### Task details
If a line contains "In Scratch 2.0", it is the last one to write out; begin with the first line of the records and copy each exactly.

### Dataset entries
================

PR #314, opened 2018-07-16
offset pen lines of width 1 and 3

mzgoddard:
### Resolves

https://github.com/LLK/scratch-vm/issues/1306

### Proposed Changes

Offset pen lines with width of 1 or 3.

### Reason for Changes

Lines with width 1 or 3 in Scratch 2 seem to be rendered in the center of their pixels leaving crisp edges for vertical and horizontal lines. Lines with odd widths larger than 3 have aliased lines like the lines in Scratch 3 already are.

### Test Coverage

The images below are differences of Scratch 2 and Scratch 3 rendering https://llk.github.io/scratch-gui/develop/#236563663. The second image shows the difference with this change.

screen shot 2018-07-16 at 3 22 34 pm

screen shot 2018-07-17 at 1 09 37 pm

### DIFF
--- a/src/PenSkin.js
+++ b/src/PenSkin.js
@@ -132,9 +132,13 @@ class PenSkin extends Skin {
     drawLine (penAttributes, x0, y0, x1, y1) {
         const ctx = this._canvas.getContext('2d');
         this._setAttributes(ctx, penAttributes);
+
+        // Width 1 and 3 lines need to be offset by 0.5.
+        const diameter = penAttributes.diameter || DefaultPenAttributes.diameter;
+        const offset = (Math.max(4 - diameter, 0) % 2) / 2;
         ctx.beginPath();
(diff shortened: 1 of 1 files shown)


cwillisf:
That's a great improvement! Out of curiosity, what other offset schemes did you try? For example, I imagine you tried always offsetting by 0.5, but did you try 0.25 or 0.375? I'm particularly interested in 0.375 since that offset tends to fix quite a few pixel edge/center conflicts in my experience.
All that said, if this is the simplest solution that makes this lines look right then it works for me :)

mzgoddard:
@cwillisf here are some differences with other offsets:

0.125

screen shot 2018-07-23 at 1 28 23 pm

0.25

screen shot 2018-07-23 at 1 30 01 pm

0.375

screen shot 2018-07-23 at 1 29 44 pm

0.625

screen shot 2018-07-23 at 1 28 53 pm

0.5 seems to be the best among this resolution of offsets.

PR #325, opened 2018-08-01
Optimizing isTouching while creating a drawableTouches for sensing mouse pointer

### LINKED ISSUE #284: "Touching mouse pointer" always returns false when the sprite is hidden
### Expected Behavior

In Scratch 2.0 it returns true if it's over the sprite, even if the sprite is hidden.

To test, add and run these blocks:
image

Then hide the sprite, mouseover it, and show it again.  It should have moved.

---
Moved from LLK/scratch-vm#1003
/cc @rachel-fenichel

gnarf:
### Resolves

Resolves #284 (builds on top of @kchadha #322)

### Proposed Changes

Drawable#isTouching no longer has a visibility check, instead `isTouchingDrawables` and other locations that use that method do their own pre-checks to still meet the rules of "touching" but letting pick (mouse-pointer) find an invisible sprite (and um... wow?)

### Reason for Changes

Compatibility with 2.0.

### Test Coverage

Manual testing with #223437838


src/RenderWebGL.js
```diff
@@ -757,13 +761,15 @@ class RenderWebGL extends EventEmitter {
...
+     * @param {?Array<int>} candidateIDs The Drawable IDs to check, otherwise all visible drawables in the renderer
      * @returns {boolean} True if the Drawable is touching one of candidateIDs.
      */
     isTouchingDrawables (drawableID, candidateIDs = this._drawList) {
-
-        const candidates = this._candidatesTouching(drawableID, candidateIDs);
-        if (candidates.length === 0) {
+        const candidates = this._candidatesTouching(drawableID,
+            // even if passed an invisible drawable, we will NEVER touch it!
+            candidateIDs.filter(id => this._allDrawables[id]._visible));
```
kchadha: Should this actually just be _visibleDrawList? I'm actually not sure if I understand the old comment for this function in the context of the old code. Was candidateIDs supposed to be an optional param but then it got turned into a required param? If it is a required param, then neither of these sentences makes sense to me:

> -The Drawable IDs to check, otherwise all drawables in the renderer

> +The Drawable IDs to check, otherwise all visible drawables in the renderer

src/RenderWebGL.js
```diff
@@ -794,26 +800,22 @@ class RenderWebGL extends EventEmitter {
...
+    pick (centerX, centerY, touchWidth, touchHeight, candidateIDs = this._visibleDrawList) {
         const gl = this._gl;
 
         touchWidth = touchWidth || 1;
         touchHeight = touchHeight || 1;
-        candidateIDs = (candidateIDs || this._drawList).filter(id => {
-            const drawable = this._allDrawables[id];
-            const uniforms = drawable.getUniforms();
-            return drawable.getVisible() && uniforms.u_ghost !== 0;
-        });
```
kchadha: Looks like you can now pick up ghosted sprites, I think this could cause compatibility issues with projects..

src/RenderWebGL.js
gnarf: So the problem here is you can pass it an invisible drawable, `isTouchingDrawables` should never touch an invisible drawable - Even if you say "am i touching this hidden drawable" the answer is "no" -- The unit tests actually test for this case, so I'm confident it's doing the right thing

src/RenderWebGL.js
gnarf: Yeah - This is definitely a change, but it's a change that I'm wondering if we shouldn't do.  Basically every other collision detect DOES NOT ignore 100% ghosted sprites - What actually uses `pick` (click on stage? etc) I would love to get some "units" written that test these edges and make sure we have the right behavior before moving on with it.  I'd be happy to update this again to default ignore ghosted sprites.

gnarf: I just reverted the behavior here.

cwillisf:
Hoping to resolve some confusion:

I think the problem arose because the `pick` function, originally designed for mouse picking with the "when sprite clicked" block and for dragging sprites around the stage, started serving more than just that purpose. That and the fact that `_visible` is a sometimes-confusing name for the flag controlled by the "hide" and "show" blocks :)

In general we should match Scratch 2, which is not necessarily what one might expect in all cases. I just tested to be super-double-sure, and below is what I believe is the expected behavior.

These tests were done with this configuration of sprites, called `Sprite1` and `Apple`; note that `Sprite1` is overlapping the stage edge.
image

## Blocks affecting the query sprite

*If the block along the top runs on `Sprite1`, is it possible for the query or action in the left column to succeed?*

| | image | image
---- | ---- | ----
Drag sprite with mouse | no | no
image | no | no
image | yes | yes
image | yes | yes
image | no | yes
image | yes | yes
image | yes | yes

## Blocks affecting another sprite

*If the block along the top runs on `Apple` and the query in the left column runs on `Sprite1`, is it still possible for the query to succeed?*

| | image | image
---- | ---- | ----
image | no | yes
image | no | no
image | no | no

Issue #344, opened 2018-09-13
Infinite loop in WebGLRenderer


mraerino:
### Expected Behavior

When loading a sprite, it is displayed and can be used.

### Actual Behavior

When loading a sprite, the renderer will sometime get into a infinite loop and cause the tab to become unresponsive. The sprite is already displayed at that time.

### Steps to Reproduce

I was loading [this svg](https://gist.github.com/mraerino/ec23aa4ae759f4719f4cc0342932faad) into scratch-paint when the browser became unresponsive. This also happend with JPGs and other SVG sprites before.
When pausing Javascript, the browser was stuck at `RenderWebGL.js:962`. The `bounds` constant in that function had these values:
```
{
  bottom: -Infinity
  left: Infinity
  right: Infinity
  top: -Infinity
}
```

### Operating System and Browser

MacOS 10.13.6 / Chrome 69

---

**Note:**
I will try to find the cause of the bug myself, since we are basing a project on scratch-gui and need a fix soon, but already wanted to let you know about it. So you can probably expect a pull-request for this.

thisandagain:
Resolved in #349

PR #349, opened 2018-09-24
Fix bug when bounds would be infinite and cause never ending loop

mraerino:
### Resolves

https://github.com/LLK/scratch-render/issues/344

### Proposed Changes

This will add a check when picking an object at a certain point to return early when the bounds are unset for any reason.

### Reason for Changes

Sometimes the `scratch-gui` tab would hang completely when using the `scratch-paint` vector editor.
I tracked this back to the `pick` method in this project.

This is not really easy to reproduce but seems to fix the issue and should be a reasonable improvement in the code.

### Test Coverage

None. This is really hard to reproduce in a test.

### DIFF
--- a/src/RenderWebGL.js
+++ b/src/RenderWebGL.js
@@ -968,7 +968,12 @@ class RenderWebGL extends EventEmitter {
         if (candidateIDs.length === 0) {
             return false;
         }
+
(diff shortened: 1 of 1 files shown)


thisandagain:
@cwillisf Could you take a look at this?

PR #354, opened 2018-10-04
Fix touching mouse

mzgoddard:
### Resolves

Fix https://github.com/LLK/scratch-vm/issues/1500

### Proposed Changes

- Modify pick tests to reveal that the drawableTouching tests alone will fail (they pass currently due to positioning of the tests in scratch space (the center of the drawn/tested region) and cached matrices from the earlier pick tests.
- Update drawable matrix and silhouette in drawableTouching

### Reason for Changes

drawableTouching is a collision detection method. It's siblings call updateMatrix updateSilhouette so isTouching can be up to date without needing to make extraneous calls to updateMatrix and updateSilhouette itself.

### Test Coverage

Split up the existing pick tests to test this regression.


thisandagain:
@mzgoddard @ktbee Bump

mzgoddard:
Fixed the lint issues.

================

### Answer below
PR #314, opened 2018-07-16
offset pen lines of width 1 and 3

mzgoddard:
### Resolves

https://github.com/LLK/scratch-vm/issues/1306

### Proposed Changes

Offset pen lines with width of 1 or 3.

### Reason for Changes

Lines with width 1 or 3 in Scratch 2 seem to be rendered in the center of their pixels leaving crisp edges for vertical and horizontal lines. Lines with odd widths larger than 3 have aliased lines like the lines in Scratch 3 already are.

### Test Coverage

The images below are differences of Scratch 2 and Scratch 3 rendering https://llk.github.io/scratch-gui/develop/#236563663. The second image shows the difference with this change.

screen shot 2018-07-16 at 3 22 34 pm

screen shot 2018-07-17 at 1 09 37 pm

### DIFF
--- a/src/PenSkin.js
+++ b/src/PenSkin.js
@@ -132,9 +132,13 @@ class PenSkin extends Skin {
     drawLine (penAttributes, x0, y0, x1, y1) {
         const ctx = this._canvas.getContext('2d');
         this._setAttributes(ctx, penAttributes);
+
+        // Width 1 and 3 lines need to be offset by 0.5.
+        const diameter = penAttributes.diameter || DefaultPenAttributes.diameter;
+        const offset = (Math.max(4 - diameter, 0) % 2) / 2;
         ctx.beginPath();
(diff shortened: 1 of 1 files shown)


cwillisf:
That's a great improvement! Out of curiosity, what other offset schemes did you try? For example, I imagine you tried always offsetting by 0.5, but did you try 0.25 or 0.375? I'm particularly interested in 0.375 since that offset tends to fix quite a few pixel edge/center conflicts in my experience.
All that said, if this is the simplest solution that makes this lines look right then it works for me :)

mzgoddard:
@cwillisf here are some differences with other offsets:

0.125

screen shot 2018-07-23 at 1 28 23 pm

0.25

screen shot 2018-07-23 at 1 30 01 pm

0.375

screen shot 2018-07-23 at 1 29 44 pm

0.625

screen shot 2018-07-23 at 1 28 53 pm

0.5 seems to be the best among this resolution of offsets.

PR #325, opened 2018-08-01
Optimizing isTouching while creating a drawableTouches for sensing mouse pointer

### LINKED ISSUE #284: "Touching mouse pointer" always returns false when the sprite is hidden
### Expected Behavior

In Scratch 2.0 it returns true if it's over the sprite, even if the sprite is hidden.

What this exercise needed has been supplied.